Especially important was the doctrine that in the motions of the atoms there existed a sufficient degree of free play to permit the exercise of free will in animals and man. This is known as “the doctrine of the swerve.”

The New Freedom

Epicurus was the first Greek philosopher to expressly sponsor a doctrine of free will. His predecessors had recognised three forces as incompatible with the freedom of the individual. First, certain physicists, Democritus among them, had posited the supremacy of the inviolable laws of Nature. This was known as Necessity. Second, the Greeks in general had thought of man as helpless before the will of the gods. This was called either Fate or Necessity. Third, the Greeks generally conceded to Fortune the ability to make or mar the happiness of men.

Like the modern pragmatist, Epicurus stressed the power of man to control his experience. The Necessity of the physicists he eliminated by his doctrine of a certain freedom of play in the atoms. The Necessity of Fate he expunged by denying any form of divine interference in the affairs of men. Fortune he taught his disciples to defy on the ground that the caprices of chance could be all but completely forestalled by rational planning. These teachings nullified the importance of Greek poets as moral teachers. Homer and the tragic drama went overboard. Epicurus styled their moral teachings a hodgepodge.

This new freedom signified the privilege of being continuously happy. This too was new, because Plato and most other teachers had assumed the existence of peaks of pleasure alternating with intervals void of pleasure. Continuous pleasure Epicurus made conceivable and feasible by defining pleasure as a healthy mind in a healthy body, mens sana in corpore sano. The limit of it was freedom from pain of body and distress of mind. Pleasure, he said, was normal, just as health is normal; pain was abnormal, just as sickness is abnormal. By living the right kind of life and by limiting the desires he declared that continuity of happiness could be achieved. The control of experience was to him a categorical imperative.

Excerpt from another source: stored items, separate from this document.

PR #5530, opened 2025-06-10
[Visual] VisualStyle: Set flags at init()

fredroy:
Workaround, for visual flags to be available for operations done before initVisual().
E.g fix the case where the visual flags are checked in the computeBBox() function (which is called before initVisual at the startup) like in the case of the FallingSofa.scn scene

Not a huge fan of calling the singleton, and the fact that we are doing visual-related stuff into a non-visual related context 🤔


fredroy:
[ci-build][with-all-tests]

hugtalbot (approved):

PR #5588, opened 2025-07-02
[Visual] Introduce component to visualize a point cloud

alxbilger:
The idea is to extract the rendering part from MechanicalObject into a dedicated component. With a new component, this feature will be available outside of a MechanicalObject. The class MechanicalObject can then be cleaned for better maintenance. 

image


Sofa/Component/Visual/src/sofa/component/visual/VisualPointCloud.inl
```diff
@@ -0,0 +1,186 @@
...
+
+            float defaultRadius = 1.f;
+            if (!radius.empty())
+            {
+                defaultRadius = radius.back();
+            }
+            radius.resize(displayedPoints.size(), defaultRadius);
+
+            drawTool->setLightingEnabled(true);
+            drawTool->drawSpheres(displayedPoints, radius.ref(), color);
```
fredroy: I really advise not to use drawSphere if you are drawing a lot of them.
You had better use drawFakeSpheres() which implements "Sphere Impostors" https://bgolus.medium.com/rendering-a-sphere-on-a-quad-13c92025570c

Example in `examples/Benchmark/Render/ManySpheres.scn` (after merging https://github.com/sofa-framework/sofa/pull/5589 😅)
There is a 10x speedup between "real" and impostor spheres

fredroy (changes requested):

Sofa/Component/Visual/src/sofa/component/visual/VisualPointCloud.inl
alxbilger: Good to know, I did not know that we had that in SOFA.

alxbilger: image

The fake spheres

alxbilger:
[ci-build][with-all-tests]

damienmarchal:
A must have ! 
Especially if there is addition in the GUI the possibility to show/hide by clicking on the object. 

In some experimental branches we had hidden part of the scene graph storing components interactively added through GUI interaction and remove when the interaction is done. This avoid to pollute the scene when the data vizualisation is just there for "debugging". Of course this is complementary to have it in the scene if it make sense to always visualize the field/points.  

This is important because currently there is two usage of this showXXXX on mechanical object. One is to actually show something that should always be visible in the scene and thus, having adding component in the scene for that make sense. 
The other is the use of showXXX for debugging/inspecting the scene from the GUI. In this use case, ones check/uncheck the showXXXX data from the data inspector. For this use requesting to add a component "manually" while making the scene is cumbersome and thus, a dedicated support for that is mandatory in the GUI (and probably not hard to do... just add at run time the component/connect it/remove).

fredroy (approved):

PR #5604, opened 2025-07-10
[Response] Clean init of CollisionResponse

hugtalbot:
These changes come from my will to warn a user when an collision response is set. The OptionsGroup design is not helping much. This PR proposes to :

- clean the init to properly warn the user (reponse data is not set, or wrongly set
- in the `create()` function of the CollisionResponse, the data response is set/selected only if valid
- add a `getItemNames()` in OptionsGroup to get the full list of possibly options

[ci-depends-on https://github.com/sofa-framework/SofaSphFluid/pull/17]

______________________________________________________

By submitting this pull request, I acknowledge that  
**I have read, understand, and agree [SOFA Developer Certificate of Origin (DCO)](https://github.com/sofa-framework/sofa/blob/master/CONTRIBUTING.md#sofa-developer-certificate-of-origin-dco)**.
______________________________________________________

**Reviewers will merge this pull-request only if**  
- it builds with SUCCESS for all platforms on the CI.
- it does not generate new warnings.
- it does not generate new unit test failures.
- it does not generate new scene test failures.
- it does not break API compatibility.
- it is more than 1 week old (or has fast-merge label).

PR #5605, opened 2025-07-10
 [Helper] Remove default value on OptionGroup 

hugtalbot:
Based on https://github.com/sofa-framework/sofa/pull/5604

It seems weird to me that the first entry is by default the selected one.
This was problematic in the case of CollisionReponse `response` data field :
- it gets populated at `parse` using all available response method
- if a wrong value is given by the user, nothing allowed us to identify it since the by-default selected response was the first one (AugmentedLagrangian) which is obviously valid !

Here is my hacky solution. To be discussed :)

Real diff : https://github.com/sofa-framework/sofa/pull/5605/commits/cce486762567e56271f363b991048e2bfbf9b97d

### DIFF
--- a/Sofa/framework/Helper/src/sofa/helper/OptionsGroup.cpp
+++ b/Sofa/framework/Helper/src/sofa/helper/OptionsGroup.cpp
@@ -31,7 +31,6 @@ class OptionsGroup;
 //////////////////////////////////////////////////////////////////////////////////////////////////////
 OptionsGroup::OptionsGroup() : textItems()
 {
-    selectedItem=0;
 }
 ///////////////////////////////////////
 OptionsGroup::OptionsGroup(const OptionsGroup & m_radiotrick) : textItems(m_radiotrick.textItems)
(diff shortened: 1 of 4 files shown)


Sofa/framework/Helper/src/sofa/helper/OptionsGroup.h
```diff
@@ -71,6 +71,9 @@ public :
     ///Set the name of the id-th item
     void setItemName( unsigned int id_item, const std::string& name );
 
+    ///Get the vector of names available
+    type::vector<std::string> getItemNames();
```
bakpaul, line 75: I don't see any usage of this newly introduced method.

Sofa/framework/Helper/src/sofa/helper/OptionsGroup.cpp
```diff
@@ -31,7 +31,6 @@ class OptionsGroup;
 //////////////////////////////////////////////////////////////////////////////////////////////////////
 OptionsGroup::OptionsGroup() : textItems()
 {
-    selectedItem=0;
```
bakpaul, line 34: This is certainly breaking. Even if not set here, `selectedItem` will have a default value. Might as well control it no ? Or add an internal mechanism that track if the optionGroup has been set at least once, to know if we can trust this attribute.

alxbilger: I agree. `selectedItem` will have a value if you define it or not. I don't see how it solves your problem. Could you imagine a fix in the `CollisionResponse` class instead?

Pleasure Not the Greatest Good

In spite of this teaching it was not the doctrine of Epicurus that pleasure was the greatest good. To his thinking the greatest good was life itself. This was a logical deduction from the denial of immortality. Without the afterlife this present life becomes the concentration of all values. Pleasure, or hap­piness, has its place as the end, goal or fulfilment of living.

It was the Stoics and Cicero who concocted and publicized the false report that Epicurus counted pleasure as the greatest good. This is mistakenly asserted in all our handbooks.

The New Psychology

Just as the belief in immortality leads to the exaltation of the soul and the depreciation of the body, so the belief in mortality presumes a certain parity of importance between soul and body. To Epicurus the soul is of similar structure to the body, differing only in the fineness and mobility of the component atoms. Body and soul work as a team. The soul bestows sensitivity upon the body and the body in turn bestows it upon the soul. This results in “cosensitivity,” as Epicurus calls it. Sensation itself, he claimed, is irrational. Thus the tongue by physical contact receives the stimulus of sweetness, but it is the intelligence, part of the soul, that recognizes this stimulus and issues the pronouncement, “This is honey.” This interdependence of soul and body extends to all activities. Responses to stimuli are total, not separate; they are “psychosomatic,” to use a term of modern psychiatry. Epicurus scorned all philosophy that failed to regard psychiatry as its function.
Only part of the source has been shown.